EXTRACTED RECORDS START

PR #3252, opened 2019-03-27
[NG] Focus management utilities

youdz:
Given the complexity and particular constraints of each of our components, writing a "just slap this in" focus management directive turned out to be impractical. Instead, I had to expose smaller pieces that you combine together with a bit more integration on the component side, but hopefully reducing code duplication enough to be valuable.

Here is the architecture of these new focus management utilities:
- Based on Chris' preference, we will be using `aria-activedescendant` rather than actual focus management.
- All focusable objects we are going to work with should implement the `FocusableItem` interface.
- These focusable objects have optional pointers in all directions to indicate what the next object in that direction is.
- A singleton FocusService per focus-managed component will work with this "graph" of focusable items and navigate it according to the keys pressed by the user.
- In order to help build the graph of focusable items, reusable linkers are provided. I only implemented 2 so far, but added a comment noting that we can easily add more in the future.
- A typical focusable item for our components will simply toggle the `.focus` CSS class on itself when focused. Once again, this is because we use `aria-activedescendant` so the item isn't actually focused, it just needs to look focused.

**************

The second commit uses the common focus management utilities to enable keyboard navigation of dropdowns.

The biggest hurdle here is that inside of a dropdown menu, the focusable items can be either a dropdown item or the trigger of a nested dropdown. But because we can't query deeply as that would break multiple levels of nesting, our `@ContentChildren` query only has access to the top-level children. This means we have to work with the nested dropdowns themselves, not their trigger. To get this to work, I introduce a custom FocusableItem implementation for each dropdown which "proxies" focus behavior to its trigger, and bridges keyboard navigation by pointing to its children.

EXTRACTED RECORDS END

Considering the records above, how many lines hold "navigation"? Please answer with only the number.

2